The current generation of fielded GC/MS unit now truly challenge their laboratory brethren. Perhaps the biggest gain in capability is the inclusion of industry standard split/splitless injection ports on some models. Improved vacuum pumps now support the introduction of condensed phase samples (i.e. liquid and solid injection). Such samples have historically been the bread-and-butter of laboratory-based GC/MS, and the biggest limitation of previous generations of fielded GC/MS. Combined with industry standard quadrupole mass analysers, and their compatibility with NIST libraries, fielded GC/MS now has the ability to go head to head with their larger, laboratory-based siblings.

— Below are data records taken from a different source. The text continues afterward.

PR #383, opened 2019-01-30
Fix eventtype -> type reference in it's description

Tapppi:
After renaming of `eventtype` there is a dangling reference to the old name

No normative changes.


duglin:
thanks - I noticed this the other day too, just never got around to PRing it.
LGTM

Merging since it's just a typo - we can revisti if people think otherwise.

PR #386, opened 2019-02-05
Consistency: schemaurl uses URI-reference, protobuf uses URI-reference

### LINKED ISSUE #384: URI vs URI-reference
Found an issue when URI was changed to be URI-reference, the definition of URI was removed but the usage of URI remains in schemaurl.

see https://github.com/cloudevents/spec/blob/master/spec.md#schemaurl for usage of URI

cneijenhuis:
Closes #384

In https://github.com/cloudevents/spec/pull/169 it was decided that inside the specification, we only use `URI-reference`. (From reading the PR, it is not clear to me whether it was intended to change both `schemaurl` and `source`, or only `source`, but the PR effectively changed both).

In https://github.com/cloudevents/spec/pull/338 I renamed the shorthand `URI` to `URI-reference`, because it was easy to wrongly assume only URIs are supported, but not URI references.
I missed changing the `schemaurl` type.
When `schemaurl` was introduced to `spec.json`, that was mixed up as well.

Related, the `protobuf-format.md` type mapping wasn't consistent with the type naming in `spec.md` (I think both PRs ran concurrently), which I'm fixing as well.

---

There is probably a discussion to be had whether https://github.com/cloudevents/spec/pull/169 actually intended to change `schemaurl` - the constraint suggests otherwise - and if we want to have both `URI` and `URI-reference` in the type system.

### DIFF
--- a/protobuf-format.md
+++ b/protobuf-format.md
@@ -78,15 +78,15 @@ The CloudEvents type system MUST be mapped into the fields of
 `CloudEventAny` as follows:
 
 
-| CloudEvents  | CloudEventAny field
-|--------------|-------------------------------------------------------------
-| String       | string_value
-| Binary       | binary_value
-| URI          | string_value (string expression conforming to URI-reference as defined in [RFC 3986 §4.1](https://tools.ietf.org/html/rfc3986#section-4.1))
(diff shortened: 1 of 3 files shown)


duglin:
Approved on the 2/7 call.

PR #1067, opened 2022-08-26
chore: update Hebrew spec to reflect changes of #1045

sasha-tkachev:
Signed-off-by: Alexander Tkachev <sasha64sasha@gmail.com>


duglin:
Approved on the 9/1 call

PR #1069, opened 2022-09-01
Note around empty messages for Kafka

jskeet:
(As discussed in previous meetings.)

### DIFF
--- a/cloudevents/bindings/kafka-protocol-binding.md
+++ b/cloudevents/bindings/kafka-protocol-binding.md
@@ -182,6 +182,11 @@ directly to the CloudEvents `datacontenttype` attribute.
 The [`data`](#21-data) byte-sequence MUST be used as the value of the Kafka
 message.
 
+A CloudEvent with no `data` can be represented in a Kafka message in _binary_ mode,
+in which case the message has no value. In a topic with log compaction enabled,
+any such message will represent a _tombstone_ record, as described in the
+[Kafka compaction documentation](https://kafka.apache.org/documentation/#design_compactionbasics).
+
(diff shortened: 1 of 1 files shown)


cloudevents/bindings/kafka-protocol-binding.md
```diff
@@ -182,6 +182,11 @@ directly to the CloudEvents `datacontenttype` attribute.
 The [`data`](#21-data) byte-sequence MUST be used as the value of the Kafka
 message.
 
+A CloudEvent with no `data` can be represented in a Kafka message in _binary_ mode,
```
duglin, line 185: Is this saying that in order to send an event w/o any data it MUST be in binary mode, or are you just saying that it's legal to send a binary CE w/o a `data` value? It could be read both ways. I think you mean the latter, correct?

jskeet: Yes, the latter. Happy to clarify it. An event w/o data in structured mode is fine too, but *doesn't* represent a tombstone.

duglin: yup - that was my assumption - and it might be good to mention that tombstone doesn't apply for structured mode. Just to make it painfully clear

jskeet: Cool. Will amend the PR tomorrow; no need to talk about it today unless we think we'd get other and different feedback.

duglin:
Very clear now - thanks!
LGTM

duglin:
Approved on the 9/8 call

PR #1078, opened 2022-09-07
fix: force shell scripts to be LF

sasha-tkachev:
Force shell scripts to be LF on checkout to support executing on Windows WSL


.gitattributes
```diff
@@ -0,0 +1,2 @@
+# Force shell scripts to be LF on checkout to support executing on Windows WSL.
+*.sh text eol=lf
```
duglin, line 2: minor thing but can you add a \n to the last line to remove the red icon?

duglin:
@sasha-tkachev can you sign your commits?

jskeet (approved):

duglin:
Approved on the 9/8 call

PR #1085, opened 2022-09-14
feat: verify languages

sasha-tkachev:


duglin:
Is this just making sure there's a non-english version of each doc, or will it tell us when a non-english version is out of date relative to the english one?

sasha-tkachev:
@duglin for now only verify that the file exists
I will add an outdating verification later

sasha-tkachev:
Merged with the refactor

PR #1087, opened 2022-09-15
perf: refactor verify links

sasha-tkachev:
Improves performance significantly by using async operations (from 90 seconds to 20 seconds)

also fixed some bugs both in the script and in the specs


sasha-tkachev:
Merged with other PR

Issue #1083, opened 2022-09-09
dataschema for signed or encrypted payload


duglin:
Hi,

As mentioned in some issues (#373 and #379) a good option to sign or encrypt data in a CloudEvent is use of one of the JOSE format (JWS or JWE) my question here is, should then the `dataschema` describe the JWS/JWE structure or should focus on the schema of the decrypted information? i mean the payload of the JWT?

Use the schema to describe a JWS/JWE seems to not have any value for the consumer but the specs say 
> Identifies the schema that data adheres to.
so not sure what would be the correct approach here.

Best regards

_Originally posted by @jolivaSan in https://github.com/cloudevents/spec/discussions/1077_

duglin:
I believe it's meant to be the schema of the unencrypted payload.

@JemDay, since you did https://github.com/cloudevents/spec/pull/399/files, do you think we need to make this clear in the spec?

JemDay:
I would suggest that if the the _'data'_ represents an encoded and/or signed payload the the 'dataschema' isn't really appropriate in that situation.

The _datacontenttype_ would be something like _application/jose_ or _application/jwt_.

I believe there's a pattern whereby the schema of the business data can be declared in a JWS header - I'll try and find a reference.

JemDay:
The datacontenttype of the business data should be carried in the _cty_ JWS Header. [Ref](https://www.rfc-editor.org/rfc/rfc7515#section-4.1.10)

duglin:
Think we need an issue to clarify this in the spec?

jolivaSan:
Hi,

Just some opinions about that

> The _datacontenttype_ would be something like _application/jose_ or _application/jwt_.

I'm totally agree with that, the `datacontenttype` will indicate if the content is encrypted/signed or any other format. 

> I would suggest that if the the 'data' represents an encoded and/or signed payload then the 'dataschema' isn't really appropriate in that situation.

If the `dataschema` describe the JWS/JWE structure instead of the schema of the decrypted information then i see two main problems:

- Is not going to be useful for the consumer or any tool as JWS/JWE are standards that are already defined, not too much changes expected here...
- The considerations in the [CloudEvents Premier](https://github.com/cloudevents/spec/blob/v1.0.2/cloudevents/primer.md#versioning-of-cloudevents) about version and `dataschema` are not going to be applicable in this case, because the model that is going to change/evolve is going to be the one of the decrypted information....

sasha-tkachev:
[...]

PR #1090, opened 2022-09-26
feat: cryptography extension 

sasha-tkachev:


duglin:
Couple of comments/questions help me better understand the goals here:
- How do people deal with this with normal HTTP messages, when CE isn't involved? I'm asking because I'm trying to understand what the ultimate goal here is. Is it to get CE involved in encryption so it becomes a formal part of our spec and CE event processing? Or is it simply provide a common location for data that already exists some place else in the message?
- Is this encrypted data needed to route the message properly or will it really (mainly) be used by the ultimate consumer who needed to examine the `data`?

I probably should have asked in: https://github.com/cloudevents/spec/issues/1083

sasha-tkachev:
@duglin 
* Q: How do people deal with this with normal HTTP messages, when CE isn't involved?
* A: As any other data blob, it is just encrypted. it has nothing to do with http messages. I just sent an encrypted file over HTTP. With or without CE it doesnt really matter. the content type will be probably `application/octet-stream` because it is an encrypted blob, but when decrypted it should be `application/xml` or something. If the encryption algorithm I chose was one time pad xored to the data, I had no place to put the data content type of the encrypted data. 
Also, propably over HTTPS the data is usually encrypted anyway so it does not really have a use case for it.
Encrypting data at-rest is a better use-case.

* Q: Is this encrypted data needed to route the message properly?
* A: yes, if you care about the encrypted data content type for example ( intermediary which filters only xml messages for example)

sasha-tkachev:
This extension tries to allow the explotation of the `datacontenttype` and `dataschema` for encrypted messages
Because otherwise the actual `datacontenttype` and `dataschema` are meaningless

duglin:
I probably wasn't clear...

> With or without CE it doesnt really matter. the content type will be probably application/octet-stream because it is an encrypted blob, but when decrypted it should be application/xml or something

> This extension tries to allow the explotation of the datacontenttype and dataschema for encrypted messages
Because otherwise the actual datacontenttype and dataschema are meaningless

This is why I'm asking about how things work w/o CE. It seems to me that "someone" should define a mechanism by which things can be encrypted and then decrypted and define the mechanism by which contentType will then be meaningful even when CE isn't involved since this isn't technically a CE issue. Then once that mechanism is defined, we can decide if CE should take it into account in some way with our context attributes (e.g. copy some of those "other spec defined fields" into CE attributes).

The alternative is that CE gets into the business of "manipulating the event", rather than just "defining where common metadata goes".

Or put another way... why does a CE enable event need these fields when a non-CE enabled event doesn't in order to be transferred and processed correctly?

sasha-tkachev:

Analytical performance alone however, will not win over the field user. Substituting the challenges of transporting samples back to a laboratory, for the challenges of deployed operations is not a winning solution. Expect fast startups, substantial battery life, and the ability to hot-swap batteries without losing instrument uptime. Expect the ability to easily switch from an external gas supply on board a response vehicle to an internal gas tank, and readily available gas replacements. Ease of operation wearing personal protective equipment (up to a full Level A suit) should be standard, as well as the ability to protect and decontaminate the equipment from use in ‘hot zone’. Data collected in the field should be easy to interpret, especially when relying on a smaller on-board display versus a computer screen. That same data however, should be readily available for a closer look when exported to a traditional computer.
Taking environmental application as an example, the data below was collected on a Griffin G510 GC/MS. EPA Method 8270 references a number samples preparation and analysis methods of volatile and semi volatile organic compounds (VOCs/SVOCs) in air, water, or soil matrices, that could be present from a chemical spill or wastewater contamination. While the Griffin G510 is capable of sampling and preconcentrating an air sample for VOCs, the standard method is solvent extraction; a water or soil sample is washed with a solvent, which is then collected for analysis. Traditionally, the original sample would need to be collected and transported to back to the laboratory. Standard practice would be to refrigerate the sample for transport. If a suspect leak into a body of water was suspected, multiple samples would need to be collected, perhaps working their way back up a river, to aid in the determination of source. Instead of collection a substantial number of samples and returning to a fixed laboratory, a fieldable GC/MS such as the Griffin G510 could be running samples as the team moves from collection point to collection point. This results in a faster Go/No Go result, and guides a drilling down on potential sources in a single mission, versus sample collection followed by analysis at a later date.
Modern GC/MS technology now permits laboratory calibre analysis where it matters. The science is out there, happening in real time. Now the scientists can be out there too, observing and responding with actionable data.